Start of Block

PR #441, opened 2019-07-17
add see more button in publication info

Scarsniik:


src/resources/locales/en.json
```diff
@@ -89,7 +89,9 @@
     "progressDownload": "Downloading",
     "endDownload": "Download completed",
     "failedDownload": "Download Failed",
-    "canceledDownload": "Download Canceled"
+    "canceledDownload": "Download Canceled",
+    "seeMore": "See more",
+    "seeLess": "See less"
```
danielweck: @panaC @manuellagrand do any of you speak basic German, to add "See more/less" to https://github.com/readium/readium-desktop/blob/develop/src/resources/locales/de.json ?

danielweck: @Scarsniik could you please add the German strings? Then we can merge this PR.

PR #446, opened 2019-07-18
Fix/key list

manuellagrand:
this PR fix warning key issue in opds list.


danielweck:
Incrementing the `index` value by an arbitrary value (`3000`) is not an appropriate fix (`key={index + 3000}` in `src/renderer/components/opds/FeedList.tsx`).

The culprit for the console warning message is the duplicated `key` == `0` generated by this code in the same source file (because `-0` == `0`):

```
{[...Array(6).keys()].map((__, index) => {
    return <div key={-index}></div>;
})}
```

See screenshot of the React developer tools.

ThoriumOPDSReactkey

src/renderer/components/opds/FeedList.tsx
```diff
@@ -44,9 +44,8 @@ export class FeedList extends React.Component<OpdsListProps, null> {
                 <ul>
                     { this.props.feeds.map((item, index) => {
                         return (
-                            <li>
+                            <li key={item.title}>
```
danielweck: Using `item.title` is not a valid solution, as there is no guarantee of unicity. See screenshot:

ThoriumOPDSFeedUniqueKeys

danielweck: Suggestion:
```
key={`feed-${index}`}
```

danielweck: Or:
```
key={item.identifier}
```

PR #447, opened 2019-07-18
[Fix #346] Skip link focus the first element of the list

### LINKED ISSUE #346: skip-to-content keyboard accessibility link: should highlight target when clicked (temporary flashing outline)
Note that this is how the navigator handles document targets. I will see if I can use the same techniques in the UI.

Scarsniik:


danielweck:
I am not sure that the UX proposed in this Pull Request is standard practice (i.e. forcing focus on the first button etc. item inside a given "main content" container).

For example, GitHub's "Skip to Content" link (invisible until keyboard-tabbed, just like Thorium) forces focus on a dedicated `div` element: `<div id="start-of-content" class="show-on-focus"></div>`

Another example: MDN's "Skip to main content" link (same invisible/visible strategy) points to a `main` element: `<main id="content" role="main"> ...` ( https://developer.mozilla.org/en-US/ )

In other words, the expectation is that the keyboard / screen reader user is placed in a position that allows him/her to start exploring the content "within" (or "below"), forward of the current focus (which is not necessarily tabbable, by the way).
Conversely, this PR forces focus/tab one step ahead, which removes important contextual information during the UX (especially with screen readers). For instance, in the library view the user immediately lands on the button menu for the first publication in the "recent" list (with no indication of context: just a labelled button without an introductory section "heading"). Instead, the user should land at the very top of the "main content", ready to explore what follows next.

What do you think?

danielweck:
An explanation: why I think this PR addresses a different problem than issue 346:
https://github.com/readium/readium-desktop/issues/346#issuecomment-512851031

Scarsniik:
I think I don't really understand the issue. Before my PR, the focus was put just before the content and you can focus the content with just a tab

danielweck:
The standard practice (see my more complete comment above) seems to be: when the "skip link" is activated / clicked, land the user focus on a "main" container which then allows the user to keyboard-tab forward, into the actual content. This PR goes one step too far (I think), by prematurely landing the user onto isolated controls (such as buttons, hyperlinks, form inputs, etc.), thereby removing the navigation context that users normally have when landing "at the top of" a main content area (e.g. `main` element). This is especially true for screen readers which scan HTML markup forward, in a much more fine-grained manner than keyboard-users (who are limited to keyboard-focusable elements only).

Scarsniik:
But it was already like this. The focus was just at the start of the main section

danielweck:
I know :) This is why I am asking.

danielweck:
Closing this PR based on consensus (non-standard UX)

End of Block
Start of Block

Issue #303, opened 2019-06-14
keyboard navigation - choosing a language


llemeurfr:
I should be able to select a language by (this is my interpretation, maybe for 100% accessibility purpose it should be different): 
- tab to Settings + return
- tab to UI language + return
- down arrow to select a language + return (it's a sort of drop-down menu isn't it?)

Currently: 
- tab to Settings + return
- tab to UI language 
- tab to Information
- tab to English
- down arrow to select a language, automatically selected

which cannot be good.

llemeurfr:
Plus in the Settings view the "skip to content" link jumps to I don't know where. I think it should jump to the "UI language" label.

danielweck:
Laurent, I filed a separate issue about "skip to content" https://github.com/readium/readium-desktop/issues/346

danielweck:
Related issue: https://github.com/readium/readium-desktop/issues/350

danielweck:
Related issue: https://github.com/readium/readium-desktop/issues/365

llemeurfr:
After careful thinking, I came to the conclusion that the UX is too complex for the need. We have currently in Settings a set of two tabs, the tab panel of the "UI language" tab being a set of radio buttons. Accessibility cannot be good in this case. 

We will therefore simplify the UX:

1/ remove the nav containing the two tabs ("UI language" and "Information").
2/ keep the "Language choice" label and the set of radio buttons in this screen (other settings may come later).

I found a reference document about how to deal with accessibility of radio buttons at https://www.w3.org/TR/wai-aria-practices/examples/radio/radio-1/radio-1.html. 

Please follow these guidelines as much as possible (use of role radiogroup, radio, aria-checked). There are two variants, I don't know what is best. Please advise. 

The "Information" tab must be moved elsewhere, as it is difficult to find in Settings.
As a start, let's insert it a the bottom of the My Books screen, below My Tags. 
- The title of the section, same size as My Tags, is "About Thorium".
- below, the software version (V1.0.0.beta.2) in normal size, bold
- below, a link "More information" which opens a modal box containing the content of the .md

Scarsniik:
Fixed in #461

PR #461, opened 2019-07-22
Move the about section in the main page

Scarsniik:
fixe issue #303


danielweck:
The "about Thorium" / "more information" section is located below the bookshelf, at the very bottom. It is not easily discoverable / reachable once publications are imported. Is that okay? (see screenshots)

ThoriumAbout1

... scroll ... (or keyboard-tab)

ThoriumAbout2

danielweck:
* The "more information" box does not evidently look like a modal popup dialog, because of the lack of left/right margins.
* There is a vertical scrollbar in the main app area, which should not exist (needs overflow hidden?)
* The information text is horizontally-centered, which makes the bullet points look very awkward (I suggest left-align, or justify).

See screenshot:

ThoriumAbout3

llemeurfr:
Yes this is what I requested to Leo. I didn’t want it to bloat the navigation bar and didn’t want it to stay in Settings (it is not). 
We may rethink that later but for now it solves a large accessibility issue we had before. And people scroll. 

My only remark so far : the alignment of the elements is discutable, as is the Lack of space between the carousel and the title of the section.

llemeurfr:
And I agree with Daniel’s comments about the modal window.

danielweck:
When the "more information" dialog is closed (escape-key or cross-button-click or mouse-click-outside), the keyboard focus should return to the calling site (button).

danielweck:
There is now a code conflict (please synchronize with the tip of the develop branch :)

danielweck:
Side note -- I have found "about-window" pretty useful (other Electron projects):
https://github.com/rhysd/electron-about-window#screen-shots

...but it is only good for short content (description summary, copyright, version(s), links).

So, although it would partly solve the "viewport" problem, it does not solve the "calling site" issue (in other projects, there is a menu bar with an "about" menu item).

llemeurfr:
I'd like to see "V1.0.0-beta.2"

End of Block

In the entries above, restate word for word the lines between the one holding "What do you think?" and the one holding "Closing this PR", inclusive, and nothing besides.

What do you think?

danielweck:
An explanation: why I think this PR addresses a different problem than issue 346:
https://github.com/readium/readium-desktop/issues/346#issuecomment-512851031

Scarsniik:
I think I don't really understand the issue. Before my PR, the focus was put just before the content and you can focus the content with just a tab

danielweck:
The standard practice (see my more complete comment above) seems to be: when the "skip link" is activated / clicked, land the user focus on a "main" container which then allows the user to keyboard-tab forward, into the actual content. This PR goes one step too far (I think), by prematurely landing the user onto isolated controls (such as buttons, hyperlinks, form inputs, etc.), thereby removing the navigation context that users normally have when landing "at the top of" a main content area (e.g. `main` element). This is especially true for screen readers which scan HTML markup forward, in a much more fine-grained manner than keyboard-users (who are limited to keyboard-focusable elements only).

Scarsniik:
But it was already like this. The focus was just at the start of the main section

danielweck:
I know :) This is why I am asking.

danielweck:
Closing this PR based on consensus (non-standard UX)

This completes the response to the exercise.